Dan jika kamu bertobat (dari pengambilan riba), maka bagimu pokok hartamu kamu tidak
menganiaya dan tidak (pula) dianiaya.

Dan masih banyak lagi yang perintah-perintah larangan Allah untuk riba

Pengharaman riba oleh Rasulullah terjadi pada tahun ke-8 (delepan) atau ke-9
(sembilan). Dalil dalam sunnah Nabi dapat dilihat dalam sabda Rasulullah

“Jauhkanlah tujuh perkara yang membinasakan (dosa besar), salah satu diantaranya adalah
riba “ (HR Muslim dari Abu Hurairah)

Hadist lain ialah hadist riwayat Ibn Mas’ud r.a

“Rasulullah melakukan orang makan riba, yang memberinya, saksinya, dan penulisannya”
(HR Abu Dawud, Muslim, dan Bukhari)

Diriwayatkan oleh al-Hakim dari Ibnu Mas’ud bahwa Nabi saw. Bersabda,

3
“Riba itu ada 73 pintu. Pintu yang paling ringan adalah seprti seseorang yang menikahi
ibunta, dan ia mengambil lebih dari padanya yang diberi oleh lelaki muslim itu adalah riba”

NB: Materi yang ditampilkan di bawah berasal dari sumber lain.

PR #3315, opened 2019-04-12
Tom cherry pick

TomFinley:
Cherry pick of some of my commits into release/1.0.  Which PRs they correspond to is obvious from the commit descriptions. Only one, the last one, required conflict resolution. I have verified the sample introduced still runs.

Note also that when I run the test locally, the test `EntryPointLinearPredictorSummary` fails. This appears to have nothing to do with my changes, but it is probably something that shiproom should be aware of. @shauheen , @glebuk .


shauheen:
Done as part of #3333 . Thanks @TomFinley .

Inilah sebagian dalil-dalil dari kitab Allah dan sunnah Rosul-Nya Muhammad
saw.yang telah menjelaskan tentang mengharamkan riba dan bahayanya atas individu dan
umat. Barang siapa yang bermuamalah dan bahayanya, maka dia telah terjatuh ke dalam dosa
besar dan menjadi orang yang memerangi Allah dan Roul-Nya.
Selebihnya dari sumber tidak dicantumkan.